AI’s future in healthcare depends on organizations keeping a human in the loop to maintain responsible usage. Over time, these tools will only become more prevalent in clinical and teaching settings. Putting patients first by instituting a responsible, human-driven AI program now can help organizations get ahead of inevitable regulatory changes, which are likely to focus on requiring human oversight of AI use. Without upfront action, these regulatory changes could introduce new compliance concerns that might prove disruptive to healthcare and expensive for providers.

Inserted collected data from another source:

PR #2613, opened 2024-06-03
feat: Add Compression to Hacker News w/ Islands Example

Th3Whit3Wolf:
One of the things I love about leptos is how easy it is to ship a small frontend. 

Leptos provides islands that reduce the amount of total HTML generated and it's build tool minifies CSS with `lightningcss`, soon will be minifying javascript with `swc`, and it can even precompress these static assets. That last of which I think may be the most important because web assembly compress fairly well and it allows the user to ship their entire app as 1 static binary (with musl). 

Since precompression was added as a feature in `cargo-leptos` I haven't seen it mentioned a whole lot so I wanted to help people see how to use it. I have also seen a couple question about setting up compression in general so I added that too.

I've updated the `hackernews_islands_axum` example to serve all static assets precompressed with `cargo-leptos` and to dynamically compress the HTML.

The type of compression sent will depend on what the client supports.

The resulting network usage

| Asset | No Compression | Compression | Difference |
| :---- | :------------- | :---------- | :--------- |
| HTML  | 16.25 kB       | 4.80 kB     | - 70.46%   |    
| CSS   | 3.84 kB        | 1.17 kB     | - 69.53%   |        
| JS    | 16.86 kB       | 4.63 kB     | - 72.53%   |         
| WASM  | 200.15 kB      | 69.93 kB    | - 65.06%   |       
| ICON  | 15.54 kB       | 3.29 kB     | - 78.83%   |
|       |                |             |            |
| **TOTAL** | **252.64 kB** | **83.82 kB** | **- 66.82%** |

### DIFF
--- a/examples/cargo-make/cargo-leptos-compress.toml
+++ b/examples/cargo-make/cargo-leptos-compress.toml
@@ -1,5 +1,13 @@
+extend = [
+    { path = "./lint.toml" }
+]
+
+[tasks.make-target-site-dir]
+command = "mkdir"
+args = ["-p", "target/site"]
+
 [tasks.install-cargo-leptos]
-install_crate = { crate_name = "cargo-leptos", binary = "cargo-leptos", test_arg = "--help" }
+install_crate = { crate_name = "cargo-leptos", install_command = "cargo install --git https://github.com/leptos-rs/cargo-leptos --locked cargo-leptos",binary = "cargo-leptos", test_arg = "--help" }
 
 [tasks.cargo-leptos-e2e]
 command = "cargo"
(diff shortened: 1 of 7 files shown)


Th3Whit3Wolf:
Fix lints for CI

Th3Whit3Wolf:
Looks like the issue is that when building it is trying to access `target/site` which doesn't exist until `cargo leptos build` is run. I have updated the makefile to account for this.

Th3Whit3Wolf:
I also add `hash_file` to the `Cargo.toml`. Since the compressed file are served with a `Cache-Control` policy `hash_file` is necessary to ensure that client receives the correct file when updates are made to an asset. I don't expect the example files to change much but for users copying & pasting this example to base their own app off of this will be helpful.

gbj:
Cool -- This looks great, thanks!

The National Institute of Health has outlined a strategy for addressing bias issues when deploying AI tools in a healthcare setting called the “Total Product Lifecycle (TPLC)” model. Rather than approaching potential bias as a problem to identify and to fix, the TPLC model helps healthcare providers prevent bias during every stage of AI implementation, from Conceptualization to Design, Development, Validation, Access, and Monitoring.

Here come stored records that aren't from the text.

Issue #2618, opened 2024-06-09
`method 'dyn_bindings' is private` when spreading attrs on components 


Upbolt:
components in outside crates using https://github.com/leptos-rs/leptos/pull/2534 throw a `method 'dyn_bindings' is private` compile error

a fix pr should be pending shortly

PR #2619, opened 2024-06-09
fix: extract dyn_bindings impl into DynBindings trait

Upbolt:
solves #2618


gbj:
Thanks. Could you please run `cargo fmt` and update the PR?

PR #2621, opened 2024-06-09
fix: try_with should not panic on disposed resources (closes #2620)

### LINKED ISSUE #2620: `try_with` on disposed resource panics instead of returning `None`
**Describe the bug**
According to [documentation](https://docs.rs/leptos/latest/leptos/struct.Resource.html#method.try_with), calling `try_with` should return `None` if signal is no longer valid. Instead it calls `panic!`.

It calls `runtime.resource`:
https://github.com/leptos-rs/leptos/blob/2ef27cb0bb485b7ad33e0e3d5f144718504ad757/leptos_reactive/src/resource.rs#L801
which panics:
https://github.com/leptos-rs/leptos/blob/2ef27cb0bb485b7ad33e0e3d5f144718504ad757/leptos_reactive/src/runtime.rs#L1279-L1284

**Leptos Dependencies**

```toml
leptos = { version = "0.6.12", features = ["csr"] }
leptos_router = { version = "0.6.12"}
```

**Expected behavior**
`try_with` to return `None` for disposed resources.

**Additional context**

Monitoring and evaluation of AI programs, once implemented, are equally as important. A recent panel held at Yale University outlined a series of principles for mitigating algorithmic bias in healthcare and highlighted the need for ongoing evaluation of algorithm performance and outcomes. Healthcare organizations should give careful thought to who is best positioned to lead these evaluations. Additionally, healthcare organizations need more than just internal controls to maintain an ethical AI program — organizations should plan to include AI as part of their annual external audit programs, to improve controls across their enterprise.

Five Steps to Responsible AI

There is no “one size fits all” approach to creating a responsible AI program in healthcare. But no matter the size or type of a business, there are five steps all organizations should take to set the foundation for an ethical AI program:

1.  Educate

The first step is to understand what AI is, how it can benefit the organization, and the risks that it presents.

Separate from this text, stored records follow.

Issue #1284, opened 2023-07-05
Allow for a streaming value with #server.


MinaMatta98:
**Is your feature request related to a problem? Please describe.**
No

**Describe the solution you'd like**
Currently, #server macro does not allow for a return of a stream type, due to the requirement to implement Serialize.

Take the following server_fn as an example:

```rust

#[server(GetImage, "/api", "Url")]
pub async fn get_image(
    cx: Scope,
    path: String,
) -> Result<
    Option<
        impl futures_util::Stream<Item = Result<Vec<u8>, std::io::Error>>
            + Unpin
            + Serialize
            + Deserialize<'static>,
    >,
    ServerFnError,
> {
    use tokio::io::AsyncReadExt;

    let mut path = path;
    path.remove(0);
    let path = std::env::current_dir().unwrap().join(path);

    if let Ok(mut file) = tokio::fs::File::open(path).await {
        let mut buffer = Vec::new();
        file.read_to_end(&mut buffer).await?;

        let stream = futures_util::stream::once(async move { Ok(buffer) });
        tokio::pin!(stream);

        Ok(Some(stream))
    } else {
        Ok(None)
    }
}

```
A solution would be to stream the output of the return value.

Let's say that I had a rather large Vec<_> to return, a stream return value would be very useful in this case.

gbj:
I'm open to implementing streaming server functions, but I've heard several different proposals from people imagining that they mean several different things, which makes me cautious. For example, some people assume that a server function that returns a `Stream` should be a websocket connection or server-sent events. In this case, it's clearly a streaming HTTP response with a clear beginning and end.

This kind of use case can currently be done by creating an API route in your server framework of choice that returns a streaming response. It could then be consumed with `reqwest` from the client using something like [`Response::bytes_stream()`](https://docs.rs/reqwest/latest/reqwest/struct.Response.html#method.bytes_stream)

Integrating `Stream` into something like `<Suspense/>`, HTTP streaming, etc. is a more daunting task.

MinaMatta98:
Hello, 

Forgive the ambiguity. The request was for a stream to be consumed within a Suspense tag.

You don't even have to automate the consumption. You could implement a server fn that returns an impl Stream and allow the user to handle the sink internally within suspense.

gbj:
> The request was for a stream to be consumed within a Suspense tag.
> 
> You don't even have to automate the consumption. You could implement a server fn that returns an impl Stream and allow the user to handle the sink internally within suspense.

[...]

PR #2623, opened 2024-06-10
Server function streaming with serializable types

ealmloff:
This PR handles serialization and deserialization for custom types with streaming server functions (https://github.com/leptos-rs/leptos/issues/1284)

It adds a new `StreamingJson` encoding which serializes each item in the stream with `serde_json`. The implementation is a fairly straight forward combination of the streaming bytes and json codecs with two exceptions:
1) The content type is the default streaming type instead of JSON because if the chunks are read as merged chunks they cannot be parsed as valid json
2) When using a custom stream type with `StreamingJson`, this PR requires the bound `Stream<Item=T>` in order to make the `T` type used in the trait implementation. We don't use the bound, but it makes the `T` type constrained. Alternatively, I could add an unused generic to `StreamingJson` or `FromReq`, but I would imagine both of those would effect user code more

### DIFF
--- a/server_fn/src/codec/json.rs
+++ b/server_fn/src/codec/json.rs
@@ -1,12 +1,15 @@
-use super::{Encoding, FromReq, FromRes};
+use super::{Encoding, FromReq, FromRes, Streaming};
 use crate::{
-    error::ServerFnError,
+    error::{NoCustomError, ServerFnError},
     request::{ClientReq, Req},
     response::{ClientRes, Res},
     IntoReq, IntoRes,
 };
+use bytes::Bytes;
+use futures::{Stream, StreamExt};
 use http::Method;
 use serde::{de::DeserializeOwned, Serialize};
+use std::pin::Pin;
 /// Pass arguments and receive responses as JSON in the body of a `POST` request.
 pub struct Json;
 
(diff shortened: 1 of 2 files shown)


gbj:
This looks good to me. Thanks very much for the addition!

boblehest:
I don't think this is correct; it decodes each chunk read from the stream using `serde_json::from_slice`, but doesn't seem to do any framing to keep track of message boundaries. E.g. sending `1` immediately followed by `2` will usually be read as the integer `12`, and sending `1.0` immediately followed by `2.0` will usually fail when it tries to decode it as `1.02.0`.

ealmloff:
> I don't think this is correct; it decodes each chunk read from the stream using `serde_json::from_slice`, but doesn't seem to do any framing to keep track of message boundaries. E.g. sending `1` immediately followed by `2` will usually be read as the integer `12`, and sending `1.0` immediately followed by `2.0` will usually fail when it tries to decode it as `1.02.0`.

`StreamingJson` uses the http chunked encoding. HTTP streaming is chunked with a built in delimiter instead of a single uninterrupted stream of binary data. More info [here](https://developer.mozilla.org/en-US/docs/Web/HTTP/Headers/Transfer-Encoding#chunked)

boblehest:
> > I don't think this is correct; it decodes each chunk read from the stream using `serde_json::from_slice`, but doesn't seem to do any framing to keep track of message boundaries. E.g. sending `1` immediately followed by `2` will usually be read as the integer `12`, and sending `1.0` immediately followed by `2.0` will usually fail when it tries to decode it as `1.02.0`.
> 
> `StreamingJson` uses the http chunked encoding. HTTP streaming is chunked with a built in delimiter instead of a single uninterrupted stream of binary data. More info [here](https://developer.mozilla.org/en-US/docs/Web/HTTP/Headers/Transfer-Encoding#chunked)

Thank you for the explanation. Which part of the code is responsible for adding the `Transfer-Encoding` header? I tried using `StreamingJson` in my app but it fails in the way I described in my previous comment -- I might get around to providing a test case later this week.

ealmloff:
While the response itself is chunked correctly, the browser API that receives the response re-chunks the request into larger sections. When running natively with `reqwest`, this encoding works fine, but for browser compatibility I think we will need to switch to SSE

2. Find Relevant Use Cases

The real power of AI emerges when tailored to an organization’s specific needs. A good first use case for AI is one that represents a manageable risk to the business with the most immediate benefit. In many healthcare organizations, a common first use case is note taking and charting, that can reduce the administrative burden on clinicians.

3. Prepare and Build

Just like a physical building, the strength of an AI initiative lies in its foundation, and the foundation of AI is in high-quality, diverse data. Once that data is in place and supported by a robust data management environment that prioritizes data security and data governance, healthcare organizations need to implement controls to maintain compliance with data privacy standards and to safeguard sensitive and personal data. Only after these two steps are completed can organizations build a responsible AI program.

4. Enable and Adopt

A tool is only as good as its user. Integrating AI into workflows requires a cultural shift. Providing training and resources is key, and most importantly, everyone should understand the ‘why’ behind the AI. Healthcare organizations may encounter friction internally, especially from already overburdened clinicians with little time to spend on training. However, emphasizing how clinicians can benefit from the technology, supported by use cases, especially in terms of lightening their workload and supporting their high quality of care, may help encourage clinicians to actively participate in the training.

5. Go & Grow

Finally, once the groundwork is laid, the AI can be launched. But the AI journey doesn’t end here; as an organization evolves, so will its AI needs. Regularly revisiting, refining, and iterating will help AI systems stay relevant and continue delivering value. It’s also crucial to constantly revisit the program, incorporating AI into yearly external auditing to verify that it is working as intended and providing high-quality outputs that serve patient needs.